Single Electron Atoms in Strong Laser Fields

Abstract

In this chapter some modern applications of laser-matter interaction in the field of atomic physics are reviewed. Due to the availability of short and strong laser pulses a range of new and partly counter-intuitive phenomena can be observed. Some of these are:

• Above Threshold Ionization (ATI)

• Multi-Photon Ionization (MPI)

• Localization of Rydberg atoms by Half Cycle Pulses (HCP)

• High-order Harmonic Generation (HHG)

These phenomena can in general not be understood in the framework of perturbation theory. It turns out that the time-dependent wavepacket approach of Chap. 2 is the method of choice to describe and understand a lot of the new atomic physics in strong laser fields. In the present chapter we will almost exclusively deal with the dynamics of a single electron, initially bound in a Coulomb potential. This chapter will therefore begin with a short review of the unperturbed hydrogen atom, together with atomic units. After the discussion of different aspects of field induced ionization, HHG will be reviewed in detail.
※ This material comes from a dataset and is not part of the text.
PR #1154, opened 2019-09-16
Raise exception on a corner case in Q-transforms

### LINKED ISSUE #1144: qtransform 'out' variable referenced before assignment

Appendix: More on Atomic Units

There is a close connection between atomic units and some expectation values of the hydrogen atom. The Bohr radius, e.g., is related to the expectation value of the position operator in the ground state which is given by

$$\begin{aligned} \langle \hat{r}\rangle=\frac{3}{2}a_0 , \end{aligned}$$

(4.77)

and in addition the maximum of the probability density for finding the particle in the ground state with a radial separation r from the nucleus is at a ₀ [2]. Furthermore, the energy constructed from the atomic base units is twice the absolute value of the ground state energy \(E_{1}=-\frac{1}{2}\mbox{ a.u.}\approx-13.6\mbox{ eV}\). One could also measure energy in terms of the ionization potential

$$\begin{aligned} I_{\mathrm{p}}=-E_1 \end{aligned}$$

(4.78)

of hydrogen, however. The corresponding units are so-called Rydberg units (1 a.u.=2 Rydberg), in contrast to the atomic or Hartree units.

The atomic unit for velocity follows most easily by considering the quantum mechanical virial theorem [2], which for the hydrogen atom can be stated as

$$\begin{aligned} \langle \hat{T}_{\mathrm{k}}\rangle=-\frac{1}{2}\langle V_{\mathrm{C}}\rangle . \end{aligned}$$

(4.79)

For the ground state we find with its help that

$$\begin{aligned} \langle \hat{T}_{\mathrm{k}}\rangle=-E_1 \end{aligned}$$

(4.80)

and with the definition

$$\begin{aligned} \langle \hat{T}_{\mathrm{k}}\rangle=:\frac{m_{\mathrm{e}}v_0^2}{2} \end{aligned}$$

(4.81)

the atomic velocity unit \(v_{0}=\sqrt{2|E_{1}|/m_{\mathrm{e}}}\approx c\sqrt{27.212 \mbox{ eV}/0.511 \mbox{ MeV}}\) is related to the vacuum speed of light via v ₀=cα=1 a.u. with the fine structure constant α≈1/137. Using v ₀ and a ₀ the atomic unit of time is formed via t ₀=a ₀/v ₀≈24 as. The oscillation period of the electron on the Bohr orbit is therefore given by T _e=2π a.u.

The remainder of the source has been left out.